I do have a good act and I will get my feet on Spanish soil and see if there are any opportunities for me at all. Even if away from the Costas. I am fully prepared for the worst and will need to decide whether I want to be bored in the UK or struggle in Spain. I appreciate that being bored in the UK might be less financially tough and easier to live with..


----------



## mrypg9 (Apr 26, 2008)

cliveb999 said:


> Thank you. I think I am now fully aware that if we come out to Spain, that singing will not be my only job, if I need to make an income.
> 
> I am completely over the dream of being "discovered overnight", hence the search for pastures new and a more interesting lifestyle. I've done 500+ weddings in the UK and I don't think Michael Bublé is going to make way for me.
> 
> I do have a good act and I will get my feet on Spanish soil and see if there are any opportunities for me at all. Even if away from the Costas. I am fully prepared for the worst and will need to decide whether I want to be bored in the UK or struggle in Spain. I appreciate that being bored in the UK might be less financially tough and easier to live with..

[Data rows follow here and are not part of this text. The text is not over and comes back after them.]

PR #14360, opened 2022-04-11
feat: add `isModelStatic`, `isSameInitialModel`

ephys:
### Pull Request Checklist

### Description Of Change

This PR adds two new utility methods:

- `isModelStatic`: returns true if the value is a subclass (not instance) of model
- `isSameInitialModel`: returns true if two models are variants of the same model

Both were initially created for https://github.com/sequelize/sequelize/pull/14280, but this PR also refactors the existing codebase to use them where it makes sense

### DIFF
--- a/src/utils/model-utils.ts
+++ b/src/utils/model-utils.ts
@@ -1,0 +1,27 @@
+import type { ModelStatic } from '../model';
+import { Model } from '../model';
+
+/**
+ * Returns true if the value is a model subclass.
+ *
+ * @param val The value whose type will be checked
+ */
+export function isModelStatic<M extends Model>(val: any): val is ModelStatic<M> {
+  return typeof val === 'function' && val.prototype instanceof Model;
+}
+
+/**
+ * Returns true if a & b are the same model.
+ * The difference with doing `a === b` is that this method will also
+ * return true if one of the models is scoped, or a variant with a different schema.
+ *
+ * @example
+ * isSameModel(a, a.scope('myScope')) // true;
+ *
+ * @param a
+ * @param b
+ */
+export function isSameInitialModel(a: ModelStatic<any>, b: ModelStatic<any>): boolean {
+  return isModelStatic(a) && isModelStatic(b)
+    && (a.getInitialModel() === b.getInitialModel());
+}
--- a/src/utils/model-utils.ts
+++ b/src/utils/model-utils.ts
@@ -11,12 +11,13 @@ export function isModelStatic<M extends Model>(val: any): val is ModelStatic<M> 
 }
 
 /**
- * Returns true if a & b are the same model.
+ * Returns true if a & b are the same initial model, ignoring variants created by {@link Model.withSchema}, {@link Model.withScope}, and the like.
+ *
  * The difference with doing `a === b` is that this method will also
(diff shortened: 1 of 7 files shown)


src/utils/model-utils.ts
```diff
@@ -0,0 +1,27 @@
...
+  return typeof val === 'function' && val.prototype instanceof Model;
+}
+
+/**
+ * Returns true if a & b are the same model.
+ * The difference with doing `a === b` is that this method will also
+ * return true if one of the models is scoped, or a variant with a different schema.
+ *
+ * @example
+ * isSameModel(a, a.scope('myScope')) // true;
```
WikiRik, line 19:
```suggestion
 * isSameInitialModel(a, a.scope('myScope')) // true;
```

src/utils/model-utils.ts
```diff
@@ -0,0 +1,27 @@
...
+ * Returns true if the value is a model subclass.
+ *
+ * @param val The value whose type will be checked
+ */
+export function isModelStatic<M extends Model>(val: any): val is ModelStatic<M> {
+  return typeof val === 'function' && val.prototype instanceof Model;
+}
+
+/**
+ * Returns true if a & b are the same model.
```
WikiRik, line 14: Do you want to add some extra info here since we are checking for the same initial model?

test/unit/utils/model-utils.test.ts
```diff
@@ -0,0 +1,54 @@
...
+const sequelize: Sequelize = require('../../support').sequelize;
+
+describe('isModelStatic', () => {
+  it('returns true for model subclasses', () => {
+    const MyModel = sequelize.define('myModel', {});
+
+    expect(isModelStatic(MyModel)).to.be.true;
+  });
+
+  it('returns true for model instances', () => {
```
WikiRik, line 15:
```suggestion
  it('returns false for model instances', () => {
```

Or is the test incorrect?

WikiRik (commented):
Nice utility function to add. Do have a few remarks

test/unit/utils/model-utils.test.ts
ephys: The title was wrong :)

src/utils/model-utils.ts
ephys: See if the updated description is better

test/unit/utils/model-utils.test.ts
```diff
@@ -0,0 +1,54 @@
...
+  it('returns false for the Model class', () => {
+    expect(isModelStatic(Model)).to.be.false;
+  });
+
+  it('returns false for the anything else', () => {
+    expect(isModelStatic(Date)).to.be.false;
+  });
+});
+
+describe('areSameInitialModel', () => {
```
WikiRik, line 30:
```suggestion
describe('isSameInitialModel', () => {
```

Since that's the name of the function we are testing

WikiRik (changes requested):
Final remark and then we're good to go

test/unit/utils/model-utils.test.ts
ephys: I thought I reverted that :x

WikiRik (approved):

I can understand your desire for pastures new....must it be Spain, though?
Perhaps other EU states might offer more opportunities.

You won't find it easy to get _any_ work in Spain..unemployment is officially around 34% in the Estepona area. Five million Spaniards are seeking work and things look set to get worse.

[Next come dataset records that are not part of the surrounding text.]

PR #14376, opened 2022-04-13
feat: Add `Op.notStartsWith`, `Op.notEndsWith` and `Op.notSubstring`

### LINKED ISSUE #14375: [Feature Request] new operators: notStartsWith, notEndsWith and notSubstring
## Issue Creation Checklist

No, no bugs, no problem, but a solution. This is a new feature request for 3 new operators. The new requested ones are negations of other 3 already featured.

The current available operators `startsWith`, `endsWith` and `substring` are facilitators of the operator `like` (`LIKE` in SQL) that allow developers to use the `like` operator without having to transform the value. Ex: (with `startsWith`)
```js
Model.findAll({
    where: {
        field: {[Op.startsWith]: value}
    }
});
// is the same of the one below, but without the need to add a % to the value
Model.findAll({
    where: {
        field: {[Op.like]: `${value}%`}
    }
});
```
The idea of this is simply to add 3 new operators, just like the ones mentioned, but with the negation using the SQL `NOT LIKE` operator instead of `LIKE`. This would help developers the same way these other _LIKE-helpers_ did :)

```js
const {Op} = Sequelize;

function expressLikeMiddleware(req, res, next) {
    const {value1, value2, value3} = sanitizeSomehow(req.query);
    const posts = await Post.findAll({
        where: {
            title: {
                [Op.and]: [
                    {[Op.startsWith]: value1},
                    {[Op.notEndsWith]: value2} // new Op
                ]
            },
            subTitle: {[Op.notSubstring]: value3} // new Op
        }
    });
   //...
}
```

We already have `startsWith`, `endsWith` and `substring`. This should only add their negation variants, namely `notStartsWith`, `notEndsWith` and `notSubstring`, to the list of operators.

I already tried:
```js
Model.findAll({
    where: {
        name: {
            [Op.not]: {[Op.startsWith]: value}
        }
    }
});
Model.findAll({
    where: {
        name: {
            [Op.startsWith]: {[Op.not]: value}
        }
    }
});
```
None of them works

### Additional context
You might be asking why not to use `Op.notLike` and add the extra `%`. Consider that in some complex querying systems, the value needs to be immutable or can not change (like when you have a complex set of conditions in a function to change the operator but no access to the value). So that's where it comes very handy.
Ex:
```js
getSequelizeOperator(op) {
    switch(op) {
        case "eq": return Op.eq;
        case "gt": return Op.gt;
        //...
        case "sw": return Op.startsWith;
        case "nsw": return Op.notStartsWith; // new Op
        case "in": return Op.substring;
        case "nin": return Op.notSubstring; // new Op
        //...
    }
}
```

- [ ] Yes. This feature only applies to the following dialect(s): XXX, YYY, ZZZ

ReDemoNBR:
### Pull Request Checklist

### Description Of Change
Issue (feature request by myself): https://github.com/sequelize/sequelize/issues/14375

Closes #14375

### Todos

- [x] Add operators (notStartsWith, notEndsWith and notSubstring)
- [x] Add tests and ensure no regressions
- [x] Add documentations


ephys (approved):
Edited your message to mark #14375 as closed by this PR

I would typically be against adding notX versions of operators as you can do `{ Op.not: Op.startsWith: ... }`

But we already have notLike, notILike, and `a NOT LIKE b` is an actual operator different from  `NOT (a LIKE b)`.

I do wish we implemented the new behavior for `substring`, `startsWith`, `endsWith` before extending them. I don't know if we'll have time to do that breaking change before the release of v7 though.

Note that v7 is very close to a stable release, so v6 is considered feature frozen as much as possible. This will only release with v7

All that being said, this looks good to me. Thank you :)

Spain is not a destination for anyone who needs to find work and sadly won't be for a long time yet...


----------



## jojo (Sep 20, 2007)

I think he should go for a fact finding holiday, have a good nose around and see whats about!!! You never know!? 

Just out of interest, heres my husbands band - thats him with the white hair playing the guitar lol!!

http://www.myspace.com/video/vid/102834671

Jo xxx


----------



## Leper (May 12, 2010)

It can't be too quick a visit either because the Policia are big into work permits and all other forms of red tape. I have seen good acts losing their equipment (confiscation) because of non fulfilment of the necessary paperwork.


----------



## jimenato (Nov 21, 2009)

mrypg9 said:


> Wise advice, Jo...as usual.
> 
> We have never been a fan of these kinds of nights out although I'm sure they are very enjoyable. I don't think there's much call for that kind of entertainment around this part of the CdS. There's loads of free or very cheap entertainment here which is very popular but that's more of the flamenco/guitar concert variety.
> 
> Maybe further north along the Costa where there are more Northern European immigrants?


12 years ago Estepona from your way right down to La Duquesa was buzzing - 5 nights a week easily do-able and acts passing gigs on to each other as they were getting double booked. 

It doesn't surprise me that its not the same now.


----------



## jimenato (Nov 21, 2009)

Leper said:


> It can't be too quick a visit either because the Policia are big into work permits and all other forms of red tape. I have seen good acts losing their equipment (confiscation) because of non fulfilment of the necessary paperwork.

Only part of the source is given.